Class Indexer

java.lang.Object
   |
   +----java.lang.Thread
           |
           +----Indexer

public class Indexer
extends Thread

Netrand Project

Software Engineering - CS536

University of Wisconsin - Milwaukee

Authors:


File: Indexer.java
Note: This file was originally part of a Web Crawler program written by Tim Macinta in 1997 that gathered links form the internet and formed a web search database. The files containing the logic for crawling across the internet were taken from this program and slightly modified for the purpose of the NetRand project.
The Indexer is a thread which can index URLs that have been cached using the URLStatus class. Use the queueURL() method to add cached URLs to the Indexer's list of URLs. Once the start() method is called, the Indexer will start processing URLs in its queue. More URLs can also be added after calling start, in fact this may be the best way to use the Indexer. Calling the stopWhenDone() method will cause the Indexer thread to stop as soon as its queue empties.


Variable Index

 o crawler
 o exit_when_done
 o prefs
 o q
 o q_mutex
 o running
 o total_bytes
 o working_dir

Constructor Index

 o Indexer(File, Crawler, EnginePrefs)
"working_dir" should be a directory that only this Indexer and a given Cralwer will be accessing.

Method Index

 o addNewURLs(LinkExtractor)
Adds new URLs to the crawler's queue.
 o cleanUp()
Removes all ".tmp" files in the directory "working_dir".
 o queueURL(URLStatus)
Use this method to add a cached url to the Indexer.
 o run()
This is where the actual indexing is done.
 o start()
Starts the Indexer.
 o stopWhenDone(boolean)
Causes this Indexer to stop whenever it finishes indexing the URLs in its queue.

Variables

 o working_dir
 File working_dir
 o q
 FIFOQueue q
 o q_mutex
 Object q_mutex
 o running
 boolean running
 o crawler
 Crawler crawler
 o prefs
 EnginePrefs prefs
 o exit_when_done
 boolean exit_when_done
 o total_bytes
 long total_bytes

Constructors

 o Indexer
 public Indexer(File working_dir,
                Crawler crawler,
                EnginePrefs prefs)
"working_dir" should be a directory that only this Indexer and a given Cralwer will be accessing.
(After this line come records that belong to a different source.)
PR #2926, opened 2018-04-25
DCOS-22327 feat: add support to mutations

Fabs:
Our homemade graphql rxjs implementation only supported queries, we have added now also the support for mutations. 

To test it:
> npm test -- --watch graphql query

and then play with the provided test.

NOTES
There is a follow up PR addressing issues regarding graphql spec compliance. That PR will also bring up many tests from the graphql-js lib.

**Checklist**

### DIFF
--- a/packages/data-service/src/__tests__/graphqlObservable-test.js
+++ b/packages/data-service/src/__tests__/graphqlObservable-test.js
@@ -49,10 +49,16 @@ const mockResolvers = {
   },
   Mutation: {
     createShuttle: (parent, args, ctx) => {
-      return ctx.mutation;
+      return ctx.mutation.map(() => ({
+        name: args.name
+      }));
     },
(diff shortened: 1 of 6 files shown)


packages/data-service/src/__tests__/graphqlObservable-test.js
```diff
@@ -218,4 +231,89 @@ describe("graphqlObservable", function() {
...
+          }
+        }
+      `;
+
+      const fakeRequest = { name: "RocketShip" };
+      const commandContext = Observable.of(fakeRequest);
+
+      const result = graphqlObservable(mutation, schema, {
+        mutation: commandContext,
+        name: "RocketShip"
```
nLight: why do we need to put it twice?

Fabs: Done!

This means that if several Indexers are running simultaneously, they should all be given different "working_dir" directories. Also, no other threads should write to this directory (except for the selected Crawler).

Methods

 o queueURL
 public void queueURL(URLStatus url)
Use this method to add a cached url to the Indexer.

 o start
 public void start()
Starts the Indexer.

Overrides:
start in class Thread
 o run
 public void run()
This is where the actual indexing is done.

Overrides:
run in class Thread
 o stopWhenDone
 public void stopWhenDone(boolean exit_when_done)
Causes this Indexer to stop whenever it finishes indexing the URLs in its queue.

 o cleanUp
 void cleanUp()
Removes all ".tmp" files in the directory "working_dir".

 o addNewURLs
 void addNewURLs(LinkExtractor urls)
Adds new URLs to the crawler's queue.